It can be tricky, but providers such as Kathleen Weir Vale can win a competitive bidding contract.

Time is running out on providers who have yet to apply for participation privileges in the first 10 MSAs, where Medicare's controversial national competitive bidding program will debut. Applying before the deadline of June 30 is crucial, because failure will abruptly end Medicare business for at least the next 3 years—a potentially ruinous position.

However, in this program, the only thing more important than being allowed to bid is winning the bid. And a bid won't stand a chance of winning unless it is properly developed and assembled. "You can't survive if you pull numbers out of thin air, throw them onto a piece of paper, and say, 'OK, this is my bid,' then hope it's low enough to win and, at the same time, be close enough to reality that you can live with it," says Kathleen Weir Vale, co-owner of Hope Medical Supply Inc, San Antonio.

Tools and Tactics

  • Avoid the temptation to simply use the HCPCS code price—minus 10%—as your bid.
  • Remember that a requirement for putting in a bid is that you must be able to service the complete area of the CBA.
  • Demonstrate financial soundness because CBIC administrators will expect it.
  • Consult your banker about credit lines so the banker can discuss your borrowing capacity with CBICs.
  • Use activity-based costing to help determine your bid.
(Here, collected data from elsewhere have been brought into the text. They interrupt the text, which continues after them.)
PR #933, opened 2022-08-02
feat(component): add AccordionPanel component

bc-athorne:
## What?

Add `AccordionPanel` and `Accordion` components to BigDesign

## Why?

[CHI-1984](https://bigcommercecloud.atlassian.net/browse/CHI-1984) - This component is needed for current Feedonomics work by CMX team. 

### Component
https://user-images.githubusercontent.com/95502352/183974605-5148f708-a8a3-4462-8458-b54a748ae4e1.mov

### Docs
Screen Shot 2022-08-02 at 1 49 15 PM
Screen Shot 2022-08-16 at 2 15 47 PM
Screen Shot 2022-08-16 at 2 15 56 PM
Screen Shot 2022-08-16 at 2 16 02 PM
Screen Shot 2022-08-16 at 2 16 28 PM
Screen Shot 2022-08-10 at 12 10 14 PM

## Testing/Proof
All unit tests are passing.


bc-athorne:
I'm not sure why this test is failing in CircleCI. It logs the correct value and passes in my local environment.

Screen Shot 2022-08-02 at 3 37 37 PM

packages/big-design/src/components/AccordionGroup/AccordionPanel/AccordionPanel.tsx
```diff
@@ -0,0 +1,63 @@
...
+            </Text>
+          </StyledGridItem>
+          <StyledGridItem>
+            {isExpanded ? (
+              <ExpandLessIcon color="secondary70" />
+            ) : (
+              <ExpandMoreIcon color="secondary70" />
+            )}
+          </StyledGridItem>
+        </StyledAccordionButton>
```
MariaJose, line 48: should we create a component that renders this logic ^ and then use this one in here `AccordionButton` ? 🍹

packages/big-design/src/components/AccordionGroup/AccordionPanel/AccordionPanel.tsx
```diff
@@ -0,0 +1,63 @@
...
+          {...props}
+          aria-labelledby={accordionId}
+          display={isExpanded ? 'block' : 'none'}
+          hidden={!isExpanded}
+          iconLeft={iconLeft}
+          id={accordionItemId}
+          role="region"
+        >
+          {children}
+        </StyledBox>
```
MariaJose, line 59: Should we name this one as `AccordionContent`? 🍹

packages/big-design/src/components/AccordionGroup/hooks/useAccordion.tsx
```diff
@@ -0,0 +1,26 @@
+import { useEffect, useState } from 'react';
+
+interface UseAccordionProps {
+  defaultExpanded?: boolean;
+}
+
+export const useAccordion = ({ defaultExpanded }: UseAccordionProps) => {
+  const [isExpanded, setisExpanded] = useState(false);
```
MariaJose, line 8: `setIsExpanded` ? 🍹

packages/big-design/src/components/AccordionGroup/AccordionPanel/AccordionPanel.tsx
```diff
@@ -0,0 +1,63 @@
...
+}
+
+export const AccordionPanel: React.FC<AccordionPanelProps & BoxProps> = memo(
+  ({ children, header, iconLeft, defaultExpanded = false, ...props }) => {
+    const { isExpanded, onClick } = useAccordion({ defaultExpanded });
+    const accordionId = useUniqueId('accordion');
+    const accordionItemId = useUniqueId('accordion-item');
+
+    return (
+      <StyledAccordion {...props} isExpanded={isExpanded}>
```
MariaJose, line 27: Just curious, not sure the requirements of the accordion component in terms of usability, but do we want this component to let the user style the accordion or should we create a private accordion so it can prevent that?

packages/big-design/src/components/AccordionGroup/hooks/useAccordion.tsx
```diff
@@ -0,0 +1,26 @@
...
+  useEffect(() => {
+    if (defaultExpanded) {
+      setisExpanded(defaultExpanded);
+    }
+  }, [defaultExpanded]);
+
+  const onClick = () => {
+    const nextIsExpanded = !isExpanded;
+
+    setisExpanded(nextIsExpanded);
```
MariaJose, line 19: `setIsExpanded(!nextIsExpanded)` 🍹 ?

MariaJose (approved):
Lgtm 👏🏼 ! Just few comments

MariaJose:
> I'm not sure why this test is failing in CircleCI. It logs the correct value and passes in my local environment.
> 
> Screen Shot 2022-08-02 at 3 37 37 PM
> 
> Local env:
> 
> ```
> test('if defaultExpanded is set to true, accordion is expanded', async () => {
>   render(
>     <AccordionPanel defaultExpanded={true} header="Panel Header" isExpanded onClick={handleClick}>
>       <Text>This is a child component</Text>
>     </AccordionPanel>,
>   );
> 
>   const panel = await screen.findByRole('button');
> 
>   console.log(panel.getAttribute('aria-expanded'));
> 
>   expect(panel.getAttribute('aria-expanded')).toBe('true');
> });
> ```
> 
> Screen Shot 2022-08-02 at 3 39 37 PM

> It failed for me locally as well :eyes. But I add this and the test passed :

```ts
const [isExpanded, setisExpanded] = useState(defaultExpanded ?? false);
```

packages/big-design/src/components/AccordionGroup/AccordionPanel/AccordionPanel.tsx
bc-athorne: Could you elaborate on what you mean by creating a private accordion?

packages/big-design/src/components/AccordionGroup/AccordionPanel/AccordionPanel.tsx
```diff
@@ -0,0 +1,63 @@
...
+          variant="subtle"
+        >
+          <StyledGridItem>
+            {iconLeft}
+            <Text as="span" marginLeft={iconLeft ? 'small' : 'none'}>
+              {header}
+            </Text>
+          </StyledGridItem>
+          <StyledGridItem>
+            {isExpanded ? (
```
chanceaclark, line 42: Maybe we can try and use the button props instead of trying to manually layout the icons?

packages/big-design/src/components/AccordionGroup/AccordionPanel/AccordionPanel.tsx
MariaJose: Sure, I've seen some components in BD that they are private or I think they are called raw 😅 . This component is rendered by other component(kind of like a public one), and we can decided what props to pass to the raw component.

Example Button component renders a raw button without style props: https://github.com/bigcommerce/big-design/blob/master/packages/big-design/src/components/Button/Button.tsx#L54

packages/big-design/src/components/AccordionGroup/AccordionGroup.tsx
```diff
@@ -0,0 +1,17 @@
...
+
+export interface AccordionGroupProps {
+  header: string;
+  children?: React.ReactNode;
+}
+
+export const AccordionGroup: React.FC<AccordionGroupProps> = memo(({ header, children }) => {
+  return (
+    <StyledAccordionGroup>
+      <StyledH2>{header}</StyledH2>
```
chanceaclark, line 13: Why don't we just use a `Panel`?

chanceaclark (changes requested):
Hey @bc-athorne! Congrats opening up your first contribution to BigDesign! I do have a few comments we should address, including some API updates we should make. Let me know if you have any questions!

_FYI I'm just requesting changes to make sure we address some of the API concerns before we merge._

packages/big-design/src/components/AccordionGroup/spec.tsx
```diff
@@ -0,0 +1,113 @@
...
+
+  await waitFor(() => {
+    expect(panel.getAttribute('aria-expanded')).toBe('true');
+  });
+
+  userEvent.click(panel);
+
+  await waitFor(() => {
+    expect(panel.getAttribute('aria-expanded')).toBe('false');
+  });
```
chanceaclark, line 68: `panel` seem to refer to the button 🤔 maybe rename that?

chanceaclark: Also, to fix the issues you were seeing in CI, we should rewrite these tests to be a bit more semantic instead of using `waitFor`...
```suggestion
  const button = await screen.findByRole('button');

  userEvent.click(button);
  
  const panel = await screen.findByRole('region');
  
  expect(panel).toBeVisible();

  userEvent.click(button);

  expect(panel).not.toBeVisible();
```

Might have to tinker with some `findByRole` options, but I believe that should be a bit more meaningful. You should probably update the other tests as well.

packages/big-design/src/components/AccordionGroup/hooks/useAccordion.tsx
MariaJose: @chanceaclark I see you thumbs down this comment. Can you expand more about the reason why not?

chanceaclark: See https://github.com/bigcommerce/big-design/pull/933#discussion_r936046033

deini: @chanceaclark I don't think an updater function helps here. It's not being called multiple times and this is a click handler, which will get automatic batches even in React < 18.

BC-Turner (commented):
Couple comments:

1. When collapsing the component, it looks like the 2nd child overlaps the focused state of the first. Is there a way to bring that focused state forward so we don't lose part of the stroke?
Screen Shot 2022-08-03 at 9 13 53 AM

2. For the implementation example, let's use either text or radio buttons for both panels and have either icons on both or none. I think we don't want users mixing panels of different content and keeping consistent with either having an icon on all or no icons. Just to avoid confusion.

Otherwise it looks great!

packages/big-design/src/components/AccordionGroup/hooks/useAccordion.tsx
chanceaclark: 🤦‍♂️ I retract my 👎 

Either way should be fine 🤔

packages/big-design/src/components/AccordionGroup/AccordionPanel/AccordionPanel.tsx
rtalvarez: Good comment, I think we should probably restrict the `style` as well

packages/big-design/src/components/AccordionGroup/AccordionPanel/AccordionPanel.tsx
rtalvarez: Sorry kinda late to the party here, but should these icons be `<Button iconOnly={...} />` ? Or is that what you mean?

rtalvarez (commented):
Sorry kinda late to the party here, but this is looking great so far

packages/big-design/src/components/AccordionGroup/AccordionPanel/AccordionPanel.tsx
chanceaclark: ^ Yeah, was trying to suggest using the built-in `icon*` props instead of a custom grid. We can style the `StylableButton` so if we need to move things around we can update it in the styled-component rather than markup.

packages/big-design/src/components/AccordionGroup/AccordionPanel/AccordionPanel.tsx
bc-athorne: Wondering if I still need to do this if I added @chanceaclark's suggestion below about removing the ability to restyle 
```
  ({ children, header, iconLeft, defaultExpanded = false, className, style, ...props }) => {
  ```

Comment (MariaJose) [reply packages/big-design/src/components/AccordionGroup/AccordionPanel/AccordionPanel.tsx:27]: I think this is good ^

File: packages/big-design/src/components/AccordionGroup/hooks/useAccordion.tsx (hunk 3 above)
Comment (jorgemoya) [inline packages/big-design/src/components/AccordionGroup/hooks/useAccordion.tsx:8]: Lets initialize the state to `defaultExpanded`, so that you don't need to use the `useEffect` below.

```suggestion
  const [isExpanded, setisExpanded] = useState(defaultExpanded);
```

packages/docs/pages/accordion-panel.tsx
```diff
@@ -0,0 +1,150 @@
...
+            <>Do not use an accordions to hide a singular piece of content.</>,
+          ]}
+          recommended={[
+            <>Choose meaningful headers that describe the content revealed on expand.</>,
+            <>
+              Use the icon prop sparingly; an appropriate use would be the status of a task hidden
+              in the accordions.
+            </>,
+            <>Use accordions to present parallel content or like items.</>,
+            <>Limit the number of tasks hidden in each accordions to one.</>,
```
bc-andreadao, line 139:
```suggestion
            <>Limit the number of tasks hidden in each accordion to one.</>,
```

packages/big-design/src/components/AccordionGroup/AccordionPanel/AccordionPanel.tsx
```diff
@@ -0,0 +1,63 @@
...
+import { ExpandLessIcon, ExpandMoreIcon } from '@bigcommerce/big-design-icons';
+import React, { HTMLAttributes, memo } from 'react';
+
+import { useUniqueId } from '../../../hooks';
+import { BoxProps } from '../../Box/Box';
+import { useAccordion } from '../hooks/useAccordion';
+
+import { StyledAccordion, StyledAccordionButton, StyledBox, StyledGridItem } from './styled';
+
+export interface AccordionPanelProps extends HTMLAttributes<HTMLDivElement> {
```
jorgemoya, line 11: Should this actually extend from `PanelProps`? 🤔

packages/big-design/src/components/AccordionGroup/hooks/useAccordion.tsx
```diff
@@ -0,0 +1,26 @@
+import { useEffect, useState } from 'react';
+
+interface UseAccordionProps {
+  defaultExpanded?: boolean;
+}
+
+export const useAccordion = ({ defaultExpanded }: UseAccordionProps) => {
```
jorgemoya, line 7: No need to pass in as an object, instead do:

```suggestion
export const useAccordion = (defaultExpanded: boolean) => {
```

I removed the optional because you already set `defaultExpanded` to `false` in the AccordionPanel component.

jorgemoya (commented):
Looking good! Thanks for working on this Amanda. Left some comments, let me know what you think.

packages/big-design/src/components/AccordionGroup/AccordionGroup.tsx
bc-athorne: I didn't use `Panel` here because the padding was an issue since it's not styleable.

packages/big-design/src/components/AccordionGroup/AccordionPanel/AccordionPanel.tsx
bc-athorne: I kept this as is since the parent is not a `Panel.`

bc-athorne:
Having a similar issue as mentioned before (https://github.com/bigcommerce/big-design/pull/933#issuecomment-1203192138) with one test failing on CircleCI but passes on my local. It shows the appropriate attributes for the component after it has been clicked.
Screen Shot 2022-08-10 at 12 23 20 PM

```
test('accordion panel collapses and expands on click', async () => {
  render(mockAccordionGroup);

  const buttonPanel = await screen.findByRole('button');

  userEvent.click(buttonPanel);

  const panelChild = await screen.findByRole('region');

  expect(panelChild).toBeVisible();

  userEvent.click(buttonPanel);

  expect(panelChild).not.toBeVisible();
});
```

In CircleCI:
Screen Shot 2022-08-10 at 12 29 59 PM

packages/big-design/src/components/AccordionGroup/spec.tsx
bc-athorne: Updated the tests but still seeing a failure for the second assertion - https://github.com/bigcommerce/big-design/pull/933#issuecomment-1211032183

BC-Turner (approved):
Looks awesome! Great job, Amanda!

packages/big-design/src/components/AccordionGroup/AccordionGroup.tsx
chanceaclark: Why do we need it to be styleable?

bc-athorne: The default panel has padding and I need the child panel component's border to extend to the full width of the parent container.

chanceaclark: Can we just add a wrapper component to do that using negative margins so we can just use our existing Panel component?

packages/big-design/src/components/AccordionGroup/AccordionPanel/AccordionPanel.tsx
bc-athorne: Can you provide some clarification on why you suggest this?

packages/big-design/src/components/AccordionGroup/spec.tsx
bc-athorne: Added @MariaJose's suggestion (https://github.com/bigcommerce/big-design/pull/933#issuecomment-1203259014) to fix it

packages/big-design/src/components/AccordionGroup/AccordionGroup.tsx
bc-athorne: Added a wrapper around the panels to resolve this 👍

packages/docs/pages/accordion-panel.tsx
```diff
@@ -0,0 +1,122 @@
...
+                  </Text>
+                ),
+              },
+            ];
+
+            return (
+              <>
+                <AccordionGroup header="Accordion Group Panel Header" panels={panels} />
+              </>
+            );
```
chanceaclark, line 77: 🍹 Useless fragmetn
```suggestion
            return (
                <AccordionGroup header="Accordion Group Panel Header" panels={panels} />
            );
```

packages/docs/pages/accordion-panel.tsx
```diff
@@ -0,0 +1,122 @@
...
+
+      <Panel header="Implementation" headerId="implementation">
+        <CodePreview>
+          {/* jsx-to-string:start */}
+          {function Example() {
+            const [isExpanded, setIsExpanded] = useState(false);
+
+            const onClick = () => {
+              setIsExpanded(!isExpanded);
+            };
```
chanceaclark, line 42: What is this for, when we already manage state inside the component? If this was actually working (by passing these props through the component), we'd see both panels open and close at the same time.

packages/big-design/src/components/AccordionGroup/AccordionGroup.tsx
```diff
@@ -0,0 +1,23 @@
...
+export const AccordionGroup: React.FC<AccordionGroupProps> = memo(({ header, panels }) => {
+  const renderedPanels = useMemo(() => {
+    return panels.map((panel, index) => <AccordionPanel {...panel} key={index} />);
+  }, [panels]);
+
+  return (
+    <Panel header={header}>
+      <StyledAccordionPanelWrapper>{renderedPanels}</StyledAccordionPanelWrapper>
+    </Panel>
+  );
```
chanceaclark, line 22: 🍹 This might be a useless `useMemo` 🤔 Can we confirm that?

packages/big-design/src/components/AccordionGroup/AccordionPanel/AccordionPanel.tsx
```diff
@@ -0,0 +1,57 @@
...
+          isExpanded={isExpanded}
+          onClick={onClick}
+          variant="subtle"
+        >
+          <Text marginBottom="none" marginLeft={iconLeft ? 'xxxLarge' : 'none'}>
+            {header}
+          </Text>
+        </StyledAccordionButton>
+        <StyledAccordionContent
+          {...props}
```
chanceaclark, line 44: Why are we passing in the same props for all three components 🤔

chanceaclark (commented):
I have a few more comments for ya @bc-athorne but thanks for making those updates!

packages/big-design/src/components/AccordionGroup/AccordionPanel/styled.tsx
```diff
@@ -0,0 +1,60 @@
+import { theme as defaultTheme, remCalc } from '@bigcommerce/big-design-theme';
+import styled, { css } from 'styled-components';
+
+import { withTransition } from '../../../mixins/transitions';
+import { Box } from '../../Box';
+import { StyleableButton } from '../../Button/private';
+
+import { AccordionPanelProps } from './index';
+
+export const StyledAccordionButton = styled(StyleableButton)<AccordionPanelProps>`
```
MariaJose, line 10: Should we create an interface for the `StyledAccordionButton` to define the props that is gonna use instead of passing the `<AccordionPanelProps>` ? 

Something like this:

```tsx
interface StyledAccordionButtonProps {
  isExpanded: boolean;
}

StyledAccordionButton = styled(StyleableButton)<StyledAccordionButtonProps>`
```

packages/big-design/src/components/AccordionGroup/AccordionPanel/styled.tsx
```diff
@@ -0,0 +1,60 @@
...
+      `}
+  }
+
+  p {
+    grid-row: 1;
+    grid-column: 1;
+  }
+`;
+
+export const StyledAccordionContent = styled(Box)<AccordionPanelProps>`
```
MariaJose, line 54: Same here as well ?

packages/docs/PropTables/AccordionPanelPropTable.tsx
```diff
@@ -0,0 +1,106 @@
...
+  },
+
+  {
+    name: 'onClick',
+    types: '() => void',
+    description: (
+      <>
+        Function that will be called when an <Code primary>Accordion Panel</Code> is clicked.
+      </>
+    ),
```
MariaJose, line 100: Probably we might not need the `onClick` prop since we handle the state internally, unless we want the user manage it? If that's the case we would have to think about an API

MariaJose (commented):
Looking good! 👏🏼   , just left a few comments

rtalvarez (approved):
🐑

packages/big-design/src/components/AccordionGroup/AccordionPanel/AccordionPanel.tsx
```diff
@@ -0,0 +1,55 @@
...
+
+import { StyledAccordionButton, StyledAccordionContent } from './styled';
+
+export interface AccordionPanelProps extends HTMLAttributes<HTMLDivElement> {
+  children?: React.ReactNode;
+  defaultExpanded?: boolean;
+  header: string;
+  iconLeft?: React.ReactNode;
+  isExpanded: boolean;
+  onClick?: () => void;
```
MariaJose, line 17: I think we could delete `onClick` ?

MariaJose (approved):
Lgtm 👍🏼 !

packages/big-design/src/components/AccordionGroup/AccordionPanel/AccordionPanel.tsx
chanceaclark: And `isExpanded`

packages/big-design/src/components/AccordionGroup/AccordionPanel/AccordionPanel.tsx
chanceaclark: Side bar from Jorges comment, do we even need consumers to pass in `HTMLDivElement` attributes? If we leave this out right now, we can always add back in when consumers need it. We can't remove it without a breaking change if we add it in now.

packages/big-design/src/components/AccordionGroup/AccordionPanel/AccordionPanel.tsx
```diff
@@ -0,0 +1,55 @@
...
+          aria-controls={accordionItemId}
+          aria-expanded={isExpanded}
+          iconLeft={iconLeft}
+          iconRight={<ExpandMoreIcon className="collapse-icon" color="secondary70" />}
+          id={accordionId}
+          isExpanded={isExpanded}
+          onClick={onClick}
+          variant="subtle"
+        >
+          <Text marginBottom="none" marginLeft={iconLeft ? 'xxxLarge' : 'none'}>
```
chanceaclark, line 38: Since this is using the `StylableButton`, couldn't we just apply some grid CSS to the `span` instead of passing a `p` tag into a `button`? Trying to see if we can cut unnecessary html elements from the DOM.

packages/big-design/src/components/AccordionGroup/AccordionPanel/AccordionPanel.tsx
bc-athorne: Do we want to remove `isExpanded`? I thought this was needed if we wanted this to be uncontrolled / controlled. Although, I'm not 100% clear on that.

chanceaclark: Handling the state inside the component makes it a controlled component, which you are doing with this hook: https://github.com/bigcommerce/big-design/pull/933/files#diff-5fc0e597eae1361cf0fba2493f91154fba01f35b851baace00572488ec7ec010R22

If we want consumers to control the state, we'd elevate that outside of the component and let consumers pass it in.

packages/big-design/src/components/AccordionGroup/AccordionPanel/AccordionPanel.tsx
```diff
@@ -0,0 +1,55 @@
...
+import React, { HTMLAttributes, memo } from 'react';
+
+import { useUniqueId } from '../../../hooks';
+import { Box, BoxProps } from '../../Box/Box';
+import { useAccordion } from '../hooks/useAccordion';
+
+import { StyledAccordionButton, StyledAccordionContent } from './styled';
+
+export interface AccordionPanelProps extends HTMLAttributes<HTMLDivElement> {
+  children?: React.ReactNode;
```
bc-juanvasquez, line 12: have we tested nested children? Not sure if `memo` would interfere here with the diffing algo..

bc-apostoliuk (approved):

packages/big-design/src/components/AccordionGroup/AccordionPanel/AccordionPanel.tsx
rtalvarez: I don't think this is entirely accurate -- this component is purposefully meant to be a controlled component, hence the ability for consumers to provide `isExpanded` and `onClick`, and we are definitely elevating these as far as I can see (through the `panel` items).

We should, however, export the `useAccordion` hook (I now realize its not being exported, maybe this is the source of the disconnect?), so consumers can opt for controlled or uncontrolled accordions.

MariaJose: good call about the hook 👀 , didn't remember about that lol . If that's the case `onClick` and `isExpanded` will be necessary

bc-athorne: Sorry for the confusion 🤦‍♀️. I moved `useAccordion` outside of the component.

chanceaclark: The problem I see if that those props are not even being used, so we either need to use them or lose them.

rtalvarez: We _could_ drop `onClick`, but `isExpanded` is literally a required prop, it will get used. Not sure I follow

chanceaclark: What I mean is when you pull down the component, the passed in `isExpanded` and `onClick` are technically not being used/consumed within the component. `onClick` only works because we are spreading it into `<Box {...props}>` and the handler is being called when you expand/collapse the accordion. The passed `props.isExpanded` though is not being consumed anywhere, the state is being respected only through the state returned from `useAccordion`.

rtalvarez: Was chatting with Chance this morning in the office, and cleared up some of the misunderstandings in this thread. The issues, as they stand right now, are:

- The component is not honoring the provided `isExpanded` / `onClick` props. To correctly visualize this, we can think of a consumer that programatically mutates this prop. Since it's not going through `onClick`, it will not work
- Because of the above, the `useAccordion` hook kinda operates on the item level, but the exported element is the group level. This also means we only need to export 1 component (the group one)
- The Hooks folder is not being exported, so we need to move the `useAccordion` hook to the component folder and probably export it from there
- Some of the names could be tweaked to make more sense, stylistic changes, etc

We can sync offline and discuss these issues, IMO we'll need to address them before we move forward

packages/big-design/src/components/AccordionPanel/spec.tsx
```diff
@@ -0,0 +1,137 @@
...
+
+let panels: AccordionProps[];
+
+const TestComponent: React.FC = () => {
+  ({ panels } = useAccordionPanel([
+    {
+      header: 'Panel Header',
+      children: <Text>This is a child component</Text>,
+    },
+  ]));
```
chanceaclark, line 21: Maybe we should just assign this to a local const instead of using this type of JavaScript sorcery.
```suggestion
  const { panels } = useAccordionPanel([
    {
      header: 'Panel Header',
      children: <Text>This is a child component</Text>,
    },
  ]);
```
Same below...

chanceaclark (approved):
One small little fix, otherwise looks good from my end.

rtalvarez (approved):
Thanks for all the changes 🙏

Associated costs can often be 65% to 80% of the true cost of providing products.
  • Include outlays for insurance, salaries, and utilities in your activity-based cost analysis.
  • Don't overanalyze, because you may end up with an amount higher than the current fee schedule for many product categories.
  • Know that some product categories—such as beds, enteral, and oxygen—will likely be easier than other categories to bid on and win.
  • Expect the most difficulties from rehab because it has hundreds of HCPCS codes.
  • Take some solace from CMS assurances that ridiculously low bids will not count.

Some providers may try to roll the dice with bids fashioned from applicable HCPCS (Healthcare Common Procedure Coding System) prices minus 10%. This is not a wise idea, say observers. "What providers first should do is acquire an understanding of the products that can be sold, leased, or dispensed to Medicare beneficiaries in the competitive bidding area [CBA], because a requirement for putting in a bid is that you must be able to service the complete geographical area of the CBA," says Jeff Baird, JD, a health care-specialized attorney with the law offices of Brown & Fortunato, Amarillo, Tex.
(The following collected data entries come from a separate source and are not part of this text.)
PR #941, opened 2022-08-09
chore: remove TableNext export

chanceaclark:
## What?/Why?

Removes the `TableNext` export. This ensures a few things:
1. Reduces our main bundle size.
2. Let's consumers know that you need to explicitly import it to use it. It'll be a breaking change when we switch `TableNext` -> `Table`.
3. Allows us to make this an alpha release to test it. **Further releases will not contain this export (see note above).**

To consume, you'll import it via:
```tsx
import { TableNext } from '@bigcommerce/big-design/dist/es/components/TableNext';
```

If you are using TypeScript, add this to your `global.d.ts` or wherever to get types:
```ts
declare module '@bigcommerce/big-design/dist/es/components/TableNext' {
  export * from '@bigcommerce/big-design/dist/components/TableNext';
}
```

Consumed in a undisclosed app:
Screen Shot 2022-08-09 at 16 53 45

## Testing/Proof

Replaced the node_module locally and consume it in an app.

### DIFF
--- a/packages/big-design/src/components/index.ts
+++ b/packages/big-design/src/components/index.ts
@@ -34,7 +34,6 @@ export * from './StatefulTree';
 export * from './Stepper';
 export * from './Switch';
 export * from './Table';
-export * from './TableNext';
 export * from './Tabs';
 export * from './Textarea';
 export * from './Timepicker';


MariaJose (approved):
Thanks for the update!

jorgemoya (approved):

bc-juanvasquez (approved):
👍💡

bc-athorne (approved):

The next step for providers is to demonstrate financial soundness, Baird adds. Fiscal health, he suggests, is something administrators of the DMEPOS Competitive Bidding Implementation Contractor (CBIC) system will be expecting to see. "That means having up-to-date balance sheet and income statements," says Baird. "Also, you need to consult with your banker about credit lines so that they can be fluent in discussing with CBIC your borrowing capacity."

KNOW TRUE COSTS

Perhaps more key than anything else: get a handle on the true costs of providing specific products or product classes. This is best achieved through activity-based costing methodologies, says Mary Ann Largen, RPh, co-owner and COO of Med Emporium LLC in Charlotte, NC, who recently attended a 2-day bidding seminar in Dallas hosted by The MED Group. "Most people know their product costs, but few know the costs associated with actually providing a product," she says. "In most cases, the associated costs make up 65% to 80% of the total true cost of providing the product."

Velma Goertzen

Things to dissect in an activity-based cost analysis include outlays for insurance, salaries, and utilities. Velma Goertzen, RN, owner of A Step Ahead Consulting, Inman, Kan, recommends you begin by identifying the different categories of activities involved in providing a product to just one patient (examples: billing is one activity, collection is another). "Don't identify activities in more detail than is necessary," she cautions. "You've gone overboard if you count steps like taking the reimbursement check down to the bank for deposit."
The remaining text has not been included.